* _Material provided_:
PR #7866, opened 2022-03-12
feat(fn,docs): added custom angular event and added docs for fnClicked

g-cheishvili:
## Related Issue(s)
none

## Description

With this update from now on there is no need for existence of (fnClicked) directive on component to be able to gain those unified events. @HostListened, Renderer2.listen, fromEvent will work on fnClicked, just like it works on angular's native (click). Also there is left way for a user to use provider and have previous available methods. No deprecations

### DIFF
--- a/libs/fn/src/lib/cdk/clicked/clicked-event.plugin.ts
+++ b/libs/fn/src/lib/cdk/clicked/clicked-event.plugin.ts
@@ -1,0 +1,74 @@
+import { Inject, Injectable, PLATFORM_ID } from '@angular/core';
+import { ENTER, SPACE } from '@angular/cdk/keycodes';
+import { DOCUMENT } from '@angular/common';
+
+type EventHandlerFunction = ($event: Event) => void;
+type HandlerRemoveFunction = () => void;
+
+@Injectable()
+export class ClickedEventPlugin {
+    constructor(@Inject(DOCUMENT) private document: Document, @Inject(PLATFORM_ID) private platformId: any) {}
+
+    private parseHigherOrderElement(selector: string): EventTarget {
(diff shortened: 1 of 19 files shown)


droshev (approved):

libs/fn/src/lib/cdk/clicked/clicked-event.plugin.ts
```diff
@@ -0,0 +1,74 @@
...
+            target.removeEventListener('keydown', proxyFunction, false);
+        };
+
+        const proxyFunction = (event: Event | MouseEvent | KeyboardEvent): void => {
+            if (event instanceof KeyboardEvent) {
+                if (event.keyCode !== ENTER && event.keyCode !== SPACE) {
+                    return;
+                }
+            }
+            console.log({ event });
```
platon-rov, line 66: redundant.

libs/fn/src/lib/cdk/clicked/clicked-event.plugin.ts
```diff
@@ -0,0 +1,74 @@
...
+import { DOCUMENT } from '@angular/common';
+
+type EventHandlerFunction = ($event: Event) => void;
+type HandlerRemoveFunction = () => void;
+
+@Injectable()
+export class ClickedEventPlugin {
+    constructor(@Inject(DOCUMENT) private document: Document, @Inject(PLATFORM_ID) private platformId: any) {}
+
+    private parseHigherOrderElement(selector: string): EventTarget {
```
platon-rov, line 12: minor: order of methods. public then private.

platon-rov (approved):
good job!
--
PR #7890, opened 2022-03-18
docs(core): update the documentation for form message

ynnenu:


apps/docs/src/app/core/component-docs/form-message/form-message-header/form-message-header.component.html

* _What you should do_: Starting with the line with "PR #7866, opened 2022-03-12" above and going on through the line with "## Description", transcribe every line exactly, both ends included, and add nothing.

* _Result of this exercise_:
PR #7866, opened 2022-03-12
feat(fn,docs): added custom angular event and added docs for fnClicked

g-cheishvili:
## Related Issue(s)
none

## Description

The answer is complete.